■ Data shown:
# # # # #
Issue #4673, opened 2026-08-22
Playlists: "Add to queue" that appends instead of replacing


marcodejongh:
Activating a playlist replaces the whole queue (`use-playlist-activation.ts` → `replaceQueueWithPlaylist`, with the destructive-confirm sheet). The only additive bulk path is `appendGeneratedSession(items)` (`queue-provider.tsx`), used exclusively by the workout generator. A crew building a session from two people's playlists has no non-destructive option.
# # # # #
■ Problem:
Starting at the line that contains "instead of replacing", write out every line through the last one in the data above, exactly as it stands.

■ Response area:
Playlists: "Add to queue" that appends instead of replacing


marcodejongh:
Activating a playlist replaces the whole queue (`use-playlist-activation.ts` → `replaceQueueWithPlaylist`, with the destructive-confirm sheet). The only additive bulk path is `appendGeneratedSession(items)` (`queue-provider.tsx`), used exclusively by the workout generator. A crew building a session from two people's playlists has no non-destructive option.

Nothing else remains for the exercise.